Linear Regression Functions

  • Mult_LR_Least_squares: Function takes X (design matrix) and y (response vector), and returns maximum likelihood estimates of Beta, sigma^2 and also unbiased estimate of sigma^2
  • Mult_LR_partition_TSS: Given a matrix X of dimensions nx(k+1) and y of dimensions nx1, it returns total sum of squares, regression sum of squares and residual sum of squares.
  • Mult_norm_LR_simul_CI: Given X (design matrix) and y (response vector) and significance level alpha, it returns the simultaneous confidence intervals for each Beta_i that simultaneously hold with probability alpha.
  • Mult_norm_LR_CR: Given X (design matrix) and y (response vector), matrix C of dimensions rx(k+1) with rank r, and significance level alpha, it returns the parameters of the ellipsoid of the 100(1-alpha)% confidence region for C*Beta according to the normal multiple linear regression model.
  • Mult_norm_LR_is_in_CR: Given X (design matrix) and y (response vector), matrix C of dimensions rx(k+1) with rank r, vector c0 of dimensions rx1, and significance level alpha it returns whether c0 is inside the confidence region for C*Beta.
  • Mult_norm_LR_test_general: Given X (design matrix) and y (response vector), matrix C of dimensions rx(k+1) with rank r, vector c0 of dimensions rx1, and significance level alpha it returns whether the hypothesis H0:C*Beta = c0 holds at a significance level alpha.

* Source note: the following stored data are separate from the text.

PR #53, opened 2021-07-22
Generational support for weak roots and references

earthling-amzn:
### Summary
The LRB for non-strong references is modified to permit resurrection of objects outside the generation being collected. In other words, resurrection is only blocked for unmarked objects in the generation being collected.

Each `ShenandoahGeneration` has its own reference processor instance. In some cases, a reference from the old generation may end up on the young generation discovered list if the reference points to a young referent (this would happen if the old reference is in the remembered set). However, young references that point to referents in the old generation are _not_ discovered. This has the effect of strongly marking the old generation referent. This also avoids the case of having young references on the old generation discovered list being evacuated/relocated while they wait for old generation reference processing (although we believe this case would be handled correctly by the existing update references code).

---------
### Progress

### Reviewers

### Reviewing

Checkout this PR locally: \
`$ git fetch https://git.openjdk.java.net/shenandoah pull/53/head:pull/53` \
`$ git checkout pull/53`

`$ git checkout pull/53` \
`$ git pull https://git.openjdk.java.net/shenandoah pull/53/head`

</details>

Checkout this PR locally: \
`$ git pr checkout 53`

`$ git pr show -t 53`

</details>

<a href="https://git.openjdk.java.net/shenandoah/pull/53.diff">https://git.openjdk.java.net/shenandoah/pull/53.diff</a>

</details>

### DIFF
--- a/src/hotspot/share/gc/shenandoah/mode/shenandoahGenerationalMode.hpp
+++ b/src/hotspot/share/gc/shenandoah/mode/shenandoahGenerationalMode.hpp
@@ -26,7 +26,7 @@
 #define SHARE_GC_SHENANDOAH_MODE_SHENANDOAHGENERATIONALMODE_HPP
 
 #include "gc/shenandoah/mode/shenandoahMode.hpp"
-#include "oops/oop.hpp"
+#include "oops/oopsHierarchy.hpp"
 
 enum GenerationMode {
   YOUNG,
--- a/src/hotspot/share/gc/shenandoah/mode/shenandoahGenerationalMode.hpp
+++ b/src/hotspot/share/gc/shenandoah/mode/shenandoahGenerationalMode.hpp
@@ -26,6 +26,7 @@
 #define SHARE_GC_SHENANDOAH_MODE_SHENANDOAHGENERATIONALMODE_HPP
 
 #include "gc/shenandoah/mode/shenandoahMode.hpp"
+#include "oops/oop.hpp"
 
 enum GenerationMode {
   YOUNG,
@@ -39,7 +40,7 @@ enum ShenandoahRegionAffiliation {
   OLD_GENERATION
 };
 
-const char* affiliation_name(const void* ptr);
+const char* affiliation_name(oop ptr);
 const char* affiliation_name(ShenandoahRegionAffiliation type);
 
 class ShenandoahGenerationalMode : public ShenandoahMode {
--- a/src/hotspot/share/gc/shenandoah/mode/shenandoahGenerationalMode.hpp
+++ b/src/hotspot/share/gc/shenandoah/mode/shenandoahGenerationalMode.hpp
@@ -39,7 +39,8 @@ enum ShenandoahRegionAffiliation {
   OLD_GENERATION
 };
 
-const char *affiliation_name(ShenandoahRegionAffiliation type);
+const char* affiliation_name(const void* ptr);
+const char* affiliation_name(ShenandoahRegionAffiliation type);
 
 class ShenandoahGenerationalMode : public ShenandoahMode {
 public:
--- a/src/hotspot/share/gc/shenandoah/shenandoahOldGC.cpp
+++ b/src/hotspot/share/gc/shenandoah/shenandoahOldGC.cpp
@@ -32,6 +32,7 @@
 #include "gc/shenandoah/shenandoahGeneration.hpp"
 #include "gc/shenandoah/heuristics/shenandoahHeuristics.hpp"
 #include "gc/shenandoah/shenandoahWorkerPolicy.hpp"
+#include "prims/jvmtiTagMap.hpp"
 #include "utilities/events.hpp"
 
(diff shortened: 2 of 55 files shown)


rkennke:
Before I review this, can you give me more details of your thinking? In particular:
- why do we need one reference processor per generation? Why is a single global reference processor not enough?
- why would we want to allow resurrection of objects in the not-collected generation?

earthling-amzn:
Yes of course, there are many scenarios to consider here. We did consider a solution that would have the collector process references only during a _young_ and _global_ collection, but our ultimate goal is to eliminate the _global_ collections from generational mode. 

The need to have a reference processor per generation comes from the requirement for all references to a referent to be cleared _atomically_ by the collector. If we have only one reference processor, it would necessarily be shared by the young and old collection cycles, however this would break the _atomically_ cleared requirement. Young collection cycles are allowed to interrupt old collections. A young cycle which interrupts old marking would not be allowed to process references because marking of old (discovering of all references) would not yet be complete[1]. So we have two separate discovered lists, separated by the generation of their _referents_. Since a young collection will only collect young _referents_, we put old and young _references_ alike on the same _young_ discovered list.

This also motivates the changes in the LRB - I probably did not explain that well in the summary. The LRB code is such that it blocks resurrection only when `concurrent_weak_root_in_progress`, with the intention that weak references/roots pointing to _unmarked_ objects are destined to be cleared and so can no longer be accessed (resurrected). With two generations, it now matters which one is being collected. The weak roots are off heap[2] and so themselves are not distinguishable by generation, however, they do hold references to objects in the heap. At the beginning of old marking, the mark bitmaps are cleared. If a young collection occurs _before_ the old marking is complete it will block resurrection while `concurrent_weak_root_in_progress` is true - however, the mark bitmap for the old generation is incomplete so it should _not_ block resurrection for old objects. In other words, this change in the LRB effectively gives us `old_concurrent_weak_root_in_progress` and `young_concurrent_weak_root_in_progress` without having to introduce the complexity of additional states to the collector's state machine.


[1] As I think on this, we could consider a design that would have young cycles which interrupt old marking _defer_ reference processing to the old generation cycle, but we would need to be careful of dangling referents (that is, referents which were _not_ strongly reachable at the end of the young cycle would be collected, but the reference to them would not yet be cleared). It doesn't seem like this would be safe.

  • Mult_norm_LR_test_comp: Given X (design matrix) and y (response vector), j1,j2,...,jr with each j_i is inside {0,...,k} and a significance level alpha, it returns the outcome of hypothesis H0: Beta_j1=0, Beta_j2=0,..., Beta_jr=0 at alpha.
  • Mult_norm_LR_test_linear_reg: Given X (design matrix) and y (response vector), and significance level alpha, it returns whether there is linear regression at all. (in other words, it returns if at least one of the Beta_i's is significant)
  • Mult_norm_LR_pred_CI: Given X (design matrix) and y (response vector), matrix D of dimensions mx(k+1), a significance level alpha, and a method (which can be Bonferroni, Scheffe or Best), and return simultaneous confidence bounds for d_i*Beta for all i=1,2,...,m that hold simultaneously with probability 1-alpha.